Qualitative data science work is scarce, but shows promising results
In business contexts, qualitative research is mainly reserved for studies of user experience (UX), product and UX design, and innovation. This intensive research work is largely disconnected from the work done by data science teams.
However, if your data context involves people, you should consider bridging this disconnect.
Take, for example, a engineering team at Indeed who realized they needed to create a new lead quality metric, but didn’t have enough information about leads and how to rate their properties. They therefore spent time observing, interviewing and analyzing the documents of their account managers. By analyzing this data, they identified characteristics they had not considered before and developed the metric they were looking for.
Being able to collect data on new features and design machine learning models added significant value. But they realized that as the market, user needs, and their platform continued to evolve, it was important to come back from time to time to collecting qualitative data to further inform their pipeline. analysis. This continuous integration of qualitative data and big data has generated millions of dollars in additional revenue.
Or consider the results of qualitative research and data science teams working together at Spotify. Despite a plethora of user data on the online streaming service, the company still had to make sense of user behavior when they received advertisements. The data science team followed the standard approach and performed an A / B testing (intervention being skippable ads and control being the standard ad experience). The results led the data science team to identify distinct patterns of behavior.
Interestingly, the company also commissioned qualitative researchers to study users directly. Their conclusions were fundamentally different. for example, they found that some of these profiles had nothing to do with inherent choices, but were actually more the result of confusion about the characteristics and information presented.

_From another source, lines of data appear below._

PR #3570, opened 2015-11-25
Remove unnecessary fully quantified name

anik786:
The class is unnessarily fully quantified and is an warning that is also flagged up in popular IDE's such as PHPStorm. It is also arguably bad practice as it can lead to problems if directories are moved in the future.

### DIFF
--- a/app/Console/Kernel.php
+++ b/app/Console/Kernel.php
@@ -13,7 +13,7 @@ class Kernel extends ConsoleKernel
      * @var array
      */
     protected $commands = [
-        \App\Console\Commands\Inspire::class,
+        Commands\Inspire::class,
     ];
 
     /**


vlakoff:
I don't really like the "split namespace",
would PhpStorm choke on `use App\Console\Commands\Inspire`?

Also, I would rename the class to `InspireCommand`,
so we have `InspireCommand` in the code which is more explicit,
and consistency with the [core commands](https://github.com/laravel/framework/tree/5.1/src/Illuminate/Foundation/Console).

anik786:
I agree with the renaming Inspire to InspireCommand, but I believe there is talk to remove it altogether

anik786:
I added a pull request based on our suggestion: https://github.com/laravel/laravel/pull/3574

anteriovieira:
I was wondering if it is not the case of passing the contents of the ```Inspiring::quote()``` function to the inspiring command. And completely remove the inspiring file ``` Illuminate/Foundation/Inspiring.php ```.

PR #3574, opened 2015-11-26
Rename Inspire to InspireCommand to be consistent with core commands

anik786:
Make Inspire consistent with core commands: https://github.com/laravel/framework/tree/5.1/src/Illuminate/Foundation/Console


anik786:
Why was this merge closed? I thought it was a fair change that made sense and consistent with the rest of the framework.

taylorotwell:
The command suffix is redundant since we're in the commands namespace.

anik786:
Although I agree with you, this is inconsistent with the rest of the framework. 

For example consider the controllers: "AuthController" and "PasswordController" which sits in the "Controller" directory. 

Or consider the "AppServiceProvider", "AuthServiceProvider", "EventServiceProvider", "RouteServiceProvider" in the "Providers" directory.

Therefore I think consistency is more important.

However, with that said I think you have a point and I would suggest removing the words "Provider" and "Controller" from these classes.

anik786:
But consistency beats shorthand

taylorotwell:
No. I am not obligated to name it consistently with the framework core commands, whose class names aren't even exposed to the user, if I no longer feel like that is the best way to name commands.

anik786:
fair enough

PR #3576, opened 2015-12-01
added queue prefix to match the framework

pulkitjalan:
Updated queue config file to match sqs prefix changes in the framework

### DIFF
--- a/config/queue.php
+++ b/config/queue.php
@@ -53,7 +53,8 @@ return [
             'driver' => 'sqs',
             'key'    => 'your-public-key',
             'secret' => 'your-secret-key',
-            'queue'  => 'your-queue-url',
+            'prefix' => 'https://sqs.us-east-1.amazonaws.com/your-account-id',
+            'queue'  => 'your-queue-name',
             'region' => 'us-east-1',
         ],
 


taylorotwell:
Can you send this to `develop` branch instead?

fideloper:
That URL also assumes `us-east-1`, which is probably OK, but not necessarily obvious to users new to aws (maybe use a placeholder one there too?).

---

Other random note: SQS provides a way to get the URL of the queue by queue name (http://docs.aws.amazon.com/aws-sdk-php/v3/api/api-sqs-2012-11-05.html#getqueueurl), which I mention just in case that's a preferred way to drop the need for the 'prefix'. 

Then perhaps the code could detect if a url is used (`preg_match("/(https?\:\/\/)/", $input_line, $output_array);`) and decide to make that call if not.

Learning from this experience, the company began to adopt a mixed methods approach (where qualitative data is integrated with more structured big data) to leverage the benefits of both approaches. They established a common research query, designed a process in which researchers constantly communicated, and then “triangulated” their ideas with both qualitative and quantitative data.
The result was more comprehensive research data, where business and design decisions, such as explicitly notifying users of ad skip limits, were based on information obtained from users and data about users.
How to start incorporating qualitative research into analysis
There are several ways for a data science team to engage with qualitative data:
- Create curiosity by challenging your analysis team. Start by generating a list of your key data characteristics, hypotheses, and general research questions. Next, ask your team for the assumptions and contexts related to the list. This is where asking some of those “why” and “how” questions is likely to be helpful.
- Educate about the immersive research process and the types of data collected in this type of work. This book is a great example for general applications that involve both more structured (quantitative) traditional research, more immersive (qualitative) research, and suggestions on how to combine them. This book teaches how to draw insight into the data from the ground up.
You should also become familiar with the three data collection methods (observations, interviews and document analysis) that are at the heart of qualitative research:
Finally, connect with researchers who have immersive research experience, inside and outside your business. They can help you in your thinking about how to collect and analyze qualitative data. And maybe you can offer to help them with some parts of the tedious analysis of the more quantitative part of their data.